### Work request
Give back an exact copy of the lines below, from the first through the line with "### Enhancements"; please stop there.

### The data
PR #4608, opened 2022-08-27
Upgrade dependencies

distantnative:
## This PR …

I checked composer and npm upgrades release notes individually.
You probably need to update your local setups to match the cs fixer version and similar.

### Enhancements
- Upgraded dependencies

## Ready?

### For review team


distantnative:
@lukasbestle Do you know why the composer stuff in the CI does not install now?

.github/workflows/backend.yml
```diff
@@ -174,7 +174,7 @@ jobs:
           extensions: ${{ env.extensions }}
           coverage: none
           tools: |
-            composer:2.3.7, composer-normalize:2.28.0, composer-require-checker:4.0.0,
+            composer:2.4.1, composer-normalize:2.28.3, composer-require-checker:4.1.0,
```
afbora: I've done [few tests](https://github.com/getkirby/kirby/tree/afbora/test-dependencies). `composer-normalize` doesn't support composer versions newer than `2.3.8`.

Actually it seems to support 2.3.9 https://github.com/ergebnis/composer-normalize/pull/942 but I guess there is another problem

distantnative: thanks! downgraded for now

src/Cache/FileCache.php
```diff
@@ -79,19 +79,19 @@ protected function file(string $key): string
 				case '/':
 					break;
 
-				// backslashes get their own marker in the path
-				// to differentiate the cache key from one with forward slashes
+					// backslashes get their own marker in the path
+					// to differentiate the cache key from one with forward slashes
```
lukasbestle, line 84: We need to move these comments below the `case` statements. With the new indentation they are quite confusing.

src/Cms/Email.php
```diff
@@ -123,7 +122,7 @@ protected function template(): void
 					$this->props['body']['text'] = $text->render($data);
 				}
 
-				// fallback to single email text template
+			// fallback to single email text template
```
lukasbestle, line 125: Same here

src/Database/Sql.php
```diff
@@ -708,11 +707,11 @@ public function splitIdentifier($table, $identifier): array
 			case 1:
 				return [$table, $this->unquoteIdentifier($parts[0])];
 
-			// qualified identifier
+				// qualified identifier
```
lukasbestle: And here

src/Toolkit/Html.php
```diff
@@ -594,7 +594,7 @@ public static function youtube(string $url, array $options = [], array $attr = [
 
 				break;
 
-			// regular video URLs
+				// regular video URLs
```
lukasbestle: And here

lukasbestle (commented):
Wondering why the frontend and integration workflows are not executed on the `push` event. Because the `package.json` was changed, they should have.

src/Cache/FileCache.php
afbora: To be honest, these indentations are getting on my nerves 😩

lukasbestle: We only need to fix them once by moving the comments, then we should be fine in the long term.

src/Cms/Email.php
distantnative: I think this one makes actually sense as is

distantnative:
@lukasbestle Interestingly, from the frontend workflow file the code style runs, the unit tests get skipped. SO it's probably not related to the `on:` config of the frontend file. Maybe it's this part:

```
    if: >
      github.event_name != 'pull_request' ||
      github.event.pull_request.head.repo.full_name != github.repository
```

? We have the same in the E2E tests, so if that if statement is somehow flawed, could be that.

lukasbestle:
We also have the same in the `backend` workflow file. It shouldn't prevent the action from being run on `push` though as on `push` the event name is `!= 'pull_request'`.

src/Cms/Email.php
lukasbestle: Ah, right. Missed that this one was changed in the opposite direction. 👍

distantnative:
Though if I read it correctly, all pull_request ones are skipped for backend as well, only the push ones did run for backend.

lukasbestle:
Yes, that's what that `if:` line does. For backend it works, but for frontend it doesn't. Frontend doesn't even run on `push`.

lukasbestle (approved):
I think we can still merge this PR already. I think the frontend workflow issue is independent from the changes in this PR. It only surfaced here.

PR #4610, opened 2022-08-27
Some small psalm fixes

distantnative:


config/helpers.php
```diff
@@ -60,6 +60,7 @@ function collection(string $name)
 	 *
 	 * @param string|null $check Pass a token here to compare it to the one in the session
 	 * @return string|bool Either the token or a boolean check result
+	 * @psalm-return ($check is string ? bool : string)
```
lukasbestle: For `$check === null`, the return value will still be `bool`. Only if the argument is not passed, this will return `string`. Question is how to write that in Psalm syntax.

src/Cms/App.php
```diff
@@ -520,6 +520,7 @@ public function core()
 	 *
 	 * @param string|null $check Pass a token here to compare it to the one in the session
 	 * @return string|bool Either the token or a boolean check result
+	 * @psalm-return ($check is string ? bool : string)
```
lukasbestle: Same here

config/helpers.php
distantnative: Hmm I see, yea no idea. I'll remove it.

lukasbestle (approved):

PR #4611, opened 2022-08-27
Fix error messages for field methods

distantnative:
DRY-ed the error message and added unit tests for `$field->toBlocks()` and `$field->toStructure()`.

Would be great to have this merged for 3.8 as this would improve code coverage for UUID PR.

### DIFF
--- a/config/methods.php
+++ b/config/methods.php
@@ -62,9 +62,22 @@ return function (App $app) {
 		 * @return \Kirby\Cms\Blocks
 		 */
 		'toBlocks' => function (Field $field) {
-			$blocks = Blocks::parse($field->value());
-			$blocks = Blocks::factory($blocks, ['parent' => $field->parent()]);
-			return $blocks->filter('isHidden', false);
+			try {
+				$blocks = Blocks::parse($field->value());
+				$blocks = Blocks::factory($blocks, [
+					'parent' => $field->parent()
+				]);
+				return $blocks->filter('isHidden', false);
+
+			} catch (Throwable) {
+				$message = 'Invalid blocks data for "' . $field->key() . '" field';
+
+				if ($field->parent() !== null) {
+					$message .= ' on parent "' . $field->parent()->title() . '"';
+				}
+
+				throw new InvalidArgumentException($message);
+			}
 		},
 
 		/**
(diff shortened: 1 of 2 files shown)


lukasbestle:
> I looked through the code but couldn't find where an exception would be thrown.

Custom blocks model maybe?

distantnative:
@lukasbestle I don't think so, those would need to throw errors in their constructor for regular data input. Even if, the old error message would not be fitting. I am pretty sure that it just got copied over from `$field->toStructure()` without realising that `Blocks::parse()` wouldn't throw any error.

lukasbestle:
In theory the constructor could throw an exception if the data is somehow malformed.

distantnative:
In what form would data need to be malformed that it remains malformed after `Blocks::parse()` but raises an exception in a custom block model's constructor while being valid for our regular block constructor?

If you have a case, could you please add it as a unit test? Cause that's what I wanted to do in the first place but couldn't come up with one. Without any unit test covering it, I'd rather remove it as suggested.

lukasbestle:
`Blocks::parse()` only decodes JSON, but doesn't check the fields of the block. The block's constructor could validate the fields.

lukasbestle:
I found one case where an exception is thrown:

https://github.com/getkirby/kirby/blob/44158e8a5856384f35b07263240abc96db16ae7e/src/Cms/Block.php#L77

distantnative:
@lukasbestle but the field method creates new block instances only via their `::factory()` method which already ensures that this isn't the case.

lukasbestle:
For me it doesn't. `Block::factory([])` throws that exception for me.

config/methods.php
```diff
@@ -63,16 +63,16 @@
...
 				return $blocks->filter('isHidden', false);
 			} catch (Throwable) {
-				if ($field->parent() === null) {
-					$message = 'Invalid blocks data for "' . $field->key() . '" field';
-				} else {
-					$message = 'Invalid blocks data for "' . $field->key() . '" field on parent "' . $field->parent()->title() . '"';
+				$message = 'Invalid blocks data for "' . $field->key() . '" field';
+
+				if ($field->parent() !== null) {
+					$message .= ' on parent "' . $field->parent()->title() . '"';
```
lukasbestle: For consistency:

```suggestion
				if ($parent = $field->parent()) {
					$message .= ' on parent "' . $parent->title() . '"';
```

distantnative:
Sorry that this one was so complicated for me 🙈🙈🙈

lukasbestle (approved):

### Answer to this problem
PR #4608, opened 2022-08-27
Upgrade dependencies

distantnative:
## This PR …

I checked composer and npm upgrades release notes individually.
You probably need to update your local setups to match the cs fixer version and similar.

### Enhancements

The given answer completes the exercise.